(Roughly) Daily

“You know, Hobbes, some days even my lucky rocket ship underpants don’t help”*…

 

Horseshoe charm made from a fragment of German shell by a wounded Belgian soldier.

 

During (and after) World War I, British folklorist Edward Lovett made a point of collecting examples of lucky charms and amulets that soldiers had carried to war. Some of these—included in a new book about the Imperial War Museum’s World War I collections, The First World War Galleries, by Paul Cornish—are below.

Lovett was a contemporary folklorist, collecting and analyzing material from his own city of London instead of working with archives or in other countries. Most active during the 1910s and 1920s, Lovett worked at a bank by day, gathering examples of amulets, charms, and talismans in his free time.Lovett was interested in seeing how country folklore lived on in working-class parts of London. He investigated the use of such charms to cure illnesses, wish ill upon enemies, or attract good luck. You can see some of his larger collection online through this Wellcome Library digital exhibition.

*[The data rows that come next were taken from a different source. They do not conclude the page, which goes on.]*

PR #1168, opened 2023-08-23
avoid typecasting for NxCollapsibleItemsSelect options- RSC-1736

EmilyBermudez88:
Ticket: https://sonatype.atlassian.net/browse/RSC-1736
This stems from already completed ticket: https://sonatype.atlassian.net/browse/RSC-1283.


lib/src/components/NxCollapsibleItemsSelect/commonTypes.ts
```diff
@@ -4,15 +4,14 @@
...
+import {ReactNode, ReactElement} from 'react';
 import * as PropTypes from 'prop-types';
 
 import { requiredNullableString } from '../../util/customPropTypes';
-import RequiredReactNode from '../../util/RequiredReactNode';
 
 export interface Option {
   id: string | null;
-  name: RequiredReactNode;
+  name: string | ReactElement;
```
EmilyBermudez88, line 14: Since the initial ticket https://sonatype.atlassian.net/browse/RSC-1283 was looking for IQ to have the ability to add in JSX as an option.name, what are your thoughts of changing the `name` type to `string | ReactElement` instead of `ReactNode`? (since we won't need number, boolean etc). This cleans up the casting of `option.any` required wherever we need to use the `Option` interface with the name typed as `RequiredReactNode`

EmilyBermudez88: If this is an acceptable route forward, I'd need to make a slight adjustment to the gallery docs as well

EmilyBermudez88:
So currently trying to implement the cleaner suggested solution for the stateful components. I have tried to allow the components in the lib to take a generic type, and updated the `types.ts` files for each stateful component to have the `optionTooltipGenerator` take the generic as well. What I've done so far is here: 
[e9b2397](https://github.com/sonatype/sonatype-react-shared-components/pull/1168/commits/e9b23979a3a8164d8af27aa34717b5619b5ff9af)

EmilyBermudez88:
So currently trying to implement the cleaner suggested solution for the stateful components. I have tried to allow the components in the lib to take a generic type, and updated the `types.ts` files for each stateful component to have the `optionTooltipGenerator` take the generic as well. What I've done so far is here: 
[e9b2397](https://github.com/sonatype/sonatype-react-shared-components/pull/1168/commits/e9b23979a3a8164d8af27aa34717b5619b5ff9af). 
However, I am still getting typescript errors for optionTooltipGenerator: 
`Type '(option: Option) => string' is not assignable to type '(option: import("/Users/emilybermudez/Desktop/RSC/sonatype-react-shared-components/gallery/node_modules/@sonatype/react-shared-components/components/NxCollapsibleItemsSelect/commonTypes").Option) => string'.
  Types of parameters 'option' and 'option' are incompatible.
    Property 'stringName' is missing in type 'import("/Users/emilybermudez/Desktop/RSC/sonatype-react-shared-components/gallery/node_modules/@sonatype/react-shared-components/components/NxCollapsibleItemsSelect/commonTypes").Option' but required in type 'Option'.ts(2322)
NxStatefulCollapsibleRadioSelectExample.tsx(17, 3): 'stringName' is declared here.
types.d.ts(15, 5): The expected type comes from property 'optionTooltipGenerator' which is declared here on type 'IntrinsicAttributes & Props<Option>'`. Any suggestions as to where I've gone wrong?

rpokorny:
>  Any suggestions as to where I've gone wrong?

The `optionTooltipGenerator` within `NxStatefulCollapsibleMultiSelect` fails to parameterize the type of its parameter.  That is, it should be `T` not `Option`.

rpokorny:
> The optionTooltipGenerator within NxStatefulCollapsibleMultiSelect fails to parameterize the type of its parameter. That is, it should be T not Option.

However as I test fixing that myself I see that it leads to other challenges.  I'll look into it

EmilyBermudez88:
I believe I've cleaned up the extra code here: [fa7a065](https://github.com/sonatype/sonatype-react-shared-components/pull/1168/commits/fa7a065160f97b991b160207bea77fd37131ccc9)

gallery/src/components/NxCollapsibleMultiSelect/NxCollapsibleMultiSelectCustomTooltipExample.tsx
```diff
@@ -16,6 +16,7 @@ import {
 } from '@sonatype/react-shared-components';
 
 interface CustomOption extends NxCollapsibleMultiSelectOption {
+  name: string;
```
rpokorny, line 19: Let's add a comment explaining why we're including `name` here: to narrow its type to string

rpokorny: > Let's add a comment explaining why we're including name here: to narrow its type to string

And let's add that same comment to the other examples that do the same thing.

rpokorny (approved):
Needs a version bump but otherwise +1.  I think it should be a minor version as technically this does change the API by adding the type parameters.

PR #1174, opened 2023-11-02
Add underline to NxBackButton for consistency - RSC-1741

antoniolokchan:
https://sonatype.atlassian.net/browse/RSC-1741

I will bump the version before merging the PR


lib/src/components/NxBackButton/NxBackButton.scss
```diff
@@ -13,6 +13,6 @@
 
   .nx-text-link {
     @include nx-container-helpers.container-horizontal;
-    text-decoration: none;
+    text-decoration: underline;
```
rpokorny, line 16: I notice that `.nx-text-link`'s styles don't explicitly give it an underline but rather rely on the browser's default styles.  I'm not sure that's a great idea but at any rate I don't think that `NxBackButton` should be declaring its _own_ underline, it should just follow from `NxTextLink`.  That is, I think this line should be removed and we should consider explicitly adding `text-decoration: underline` to all `.nx-text-link`.  @glenhunter wdyt?

glenhunter: > That is, I think this line of code should be removed and we should consider explicitly adding `text-decoration: underline` to all `.nx-text-link`.

That makes the most sense to me as well.

rpokorny (approved):

PR #1177, opened 2023-11-10
Update color picker hover colors - RSC-1547

Deniro5:
https://sonatype.atlassian.net/jira/software/c/projects/RSC/boards/207?selectedIssue=RSC-1547


rpokorny:
Unfortunately, now that the hover color is different from the regular color, we need a separate visual test for each hover color.

lib/src/scss-shared/_nx-color-picker-variables.scss
```diff
@@ -0,0 +1,46 @@
+/*
+ * Copyright (c) 2019-present Sonatype, Inc.
+ * This program and the accompanying materials are made available under
+ * the terms of the Eclipse Public License 2.0 which accompanies this
+ * distribution and is available at https://www.eclipse.org/legal/epl-2.0/.
+ */
+
```
rpokorny, line 7: I see that this follows the same pattern as the tag variables and that's good.  However, I'm now realizing that that pattern violations one of the rules of our folder organization.  See the following from the readme in this directory:
> The files in this directory must not emit anything on their own when compiled, as anything that they
do emit would be duplicated every time one of the files is imported

We should create a separate ticket to clean this up; but continue as-is for this PR.

PR #1180, opened 2024-07-24
Remove inline styles from fontawesome for CSP header compatibility - RSC-1763

rpokorny:
https://sonatype.atlassian.net/browse/RSC-1763

This PR adjusts our fontawesome configuration so that it does not inject or rely on inline CSS styles, as these are incompatible with CSP header best practices.  Note that there are other libraries (Material-UI) that also make us incompatible with CSP header best practices, which will need to be fixed in future work.


lib/src/base-styles/_base.scss
```diff
@@ -9,6 +9,8 @@
  * any consumer of the react-shared-components lib
  */
 
+@use '~@fortawesome/fontawesome-svg-core/styles';
```
rpokorny, line 12: Important, open question: how comfortable are we that this syntax is supported in all supported downstream build configurations? It should work anywhere a typical webpack sass-loader setup is being used, as far as I know.

gallery/visualtests/__image_snapshots__/nx-date-input-js-nx-date-input-simple-nx-date-input-has-a-blue-inner-outline-and-darker-border-when-hovered-and-focused-1.png
rpokorny, line 1: As reviewers may recall, our chrome version in which we run visual tests in unfortunately a moving target.  It seems the newer version has changed the highlight color since the last time any work on RSC was done.

marushkevych (approved):

PR #1182, opened 2024-08-20
Fix fontawesome warning in new react - RSC-1768

rpokorny:
https://sonatype.atlassian.net/browse/RSC-1768

Fixes 
```react-dom.development.js:86 Warning: FontAwesomeIcon: Support for defaultProps will be removed from function components in a future major release. Use JavaScript default parameters instead.```
as seen in downstream projects running React 18.3.1

### DIFF
--- a/gallery/package.json
+++ b/gallery/package.json
@@ -89,8 +89,8 @@
     "prop-types": "^15.8.1",
     "query-string": "^8.1.0",
     "ramda": "^0.29.0",
-    "react": "^18.2.0",
-    "react-dom": "^18.2.0",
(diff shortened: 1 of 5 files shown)

### CODE REVIEW

File: gallery/package.json [hunk 1]
```diff
@@ -1,6 +1,6 @@
 {
   "name": "@sonatype/react-shared-components-gallery",
-  "version": "13.1.8",
+  "version": "13.2.0",
```
rpokorny, line 3: Since React is so core of a library, I consider upgrading it to be more than a patch change.

PR #1188, opened 2024-09-18
Allow placeholder prop at top level for NxTextInput and NxStatefulTextInput for later typescript versions

mealingr:
This is to fix a typescript issue where `placeholder` was not being allowed as a top level property on `NxTextInput` or `NxStatefulTextInput` i.e. when using `"typescript": "^5.5.4"` we were seeing this error

```
TS2322: Type
...
Property placeholder does not exist on type
IntrinsicAttributes & PublicProps & RefAttributes<HTMLDivElement>
```


rpokorny:
I don't suppose you tried upgrading typescript in this repo to reproduce the issue here?  If that doesn't cause other issues I'd be in favor of including that upgrade in this PR.

lib/src/components/NxTextInput/types.ts
```diff
@@ -34,8 +34,8 @@ export interface StateProps {
 // Imported props from react to provide support for all the regular html attributes
 type FusedProps = InputHTMLAttributes<HTMLInputElement> & TextareaHTMLAttributes<HTMLTextAreaElement>;
 // Leave out props to be re-defined
-export type InputAttrs = Omit<FusedProps, 'onChange'|'onKeyPress'|'type'|'defaultValue'|'disabled'>;
-export type DivAttrs = Omit<HTMLAttributes<HTMLDivElement>, 'onChange'|'onKeyPress'|'defaultValue'>;
+export type InputAttrs = Omit<FusedProps, 'onChange'|'onKeyPress'|'type'|'defaultValue'|'disabled'|'placeholder'>;
+export type DivAttrs = Omit<HTMLAttributes<HTMLDivElement>, 'onChange'|'onKeyPress'|'defaultValue'|'placeholder'>;
```
rpokorny, line 38: `placeholder` isn't a `<div>` attribute in the first place, so the change on this line seems unnecessary.

mealingr: > `placeholder` isn't a `<div>` attribute in the first place, so the change on this line seems unnecessary.

You're right I was able to take that off https://github.com/sonatype/sonatype-react-shared-components/pull/1188/commits/44ab170a697c7dd60d2568d4b97d498529c2d418, I had to change it to `string | undefined;` otherwise it gave this complaint
image
```
TS2322: Type
{ onChange: (newValue: string) => void; value: string; trimmedValue: string; isPristine: boolean; validationErrors?: ValidationErrors | undefined; type?: "textarea" | ... 4 more ... | undefined;  ... 267 more ...; ref: ForwardedRef<...>; }
is not assignable to type DivAttrs
Types of property placeholder are incompatible.
Type string | null | undefined is not assignable to type string | undefined
Type null is not assignable to type string | undefined
```

rpokorny: > You're right I was able to take that off

Oh huh that error seems to imply that `placeholder` _is_ a member of `HTMLAttributes<HTMLDivElement>`.  In that case what you had before was more correct.  In RSC, all optional props can accept `undefined _or_ `null`, and we want that ability on this prop too.

mealingr: > Oh huh that error seems to imply that `placeholder` _is_ a member of `HTMLAttributes<HTMLDivElement>`. In that case what you had before was more correct. In RSC, all optional props can accept `undefined` _or_ `null`, and we want that ability on this prop too.

It looks like it's in there by mistake and has been removed in https://github.com/DefinitelyTyped/DefinitelyTyped/commit/b954269038de46b4b2f1756a9f2f020cbc66a326 but not realeased yet if I'm reading that right

rpokorny: > It looks like it's in there by mistake and has been removed in https://github.com/DefinitelyTyped/DefinitelyTyped/commit/b954269038de46b4b2f1756a9f2f020cbc66a326 but not released yet if I'm reading that right

Huh good to know

rpokorny (approved):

The charms Lovett collected from soldiers were sometimes fashioned from materials with some significance to their owners: bog oak or Connemara marble, carried by Irishmen as mementos of home; [or as in the photo above] bits of armaments that could have killed the bearer, but didn’t.

Take in more talismans at “The Lucky Charms Soldiers Carried Into WWI.”

* Calvin (Bill Watterson)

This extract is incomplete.